● **WHAT THE TASK ASKS**: Retype exactly the lines that run from the start of the data to the line holding "from daemon: Conflict.", including both, and only those.

● **INFORMATION**:
PR #122, opened 2015-08-20
Removes --name \${NAME} from atomic install and uninstall man pages

aveshagarwal:
Because it is error prone to use it this way. Using the same NAME in the
environment variable -e NAME=\${NAME} and in container name (--name) for
install and uninstall seems incorrect because both of them serve
different purposes. Also if NAME is being used to create a container in
the install script, which happens most of the time, it leads to failure
because the same NAME is used for the ephemeral container to process
LABEL INSTALL and due to that, the actual container can not be created
and it gives following error:
"Error response from daemon: Conflict. The name "etcd1" is
already in use by container b50ea8bf1d40."

Anyway assigning names (using -name NAME) to ephemeral containers during
install and uninstall does not make much sense in my point of view.

### DIFF
--- a/docs/atomic-install.1.md
+++ b/docs/atomic-install.1.md
@@ -20,7 +20,7 @@ IMAGE, if this field does not exist, `atomic install` will install the IMAGE
 
 If the container image has a LABEL INSTALL instruction like the following:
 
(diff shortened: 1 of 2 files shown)


rhatdan:
Makes sense.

● **EXERCISE RESULT**:
PR #122, opened 2015-08-20
Removes --name \${NAME} from atomic install and uninstall man pages

aveshagarwal:
Because it is error prone to use it this way. Using the same NAME in the
environment variable -e NAME=\${NAME} and in container name (--name) for
install and uninstall seems incorrect because both of them serve
different purposes. Also if NAME is being used to create a container in
the install script, which happens most of the time, it leads to failure
because the same NAME is used for the ephemeral container to process
LABEL INSTALL and due to that, the actual container can not be created
and it gives following error:
"Error response from daemon: Conflict. The name "etcd1" is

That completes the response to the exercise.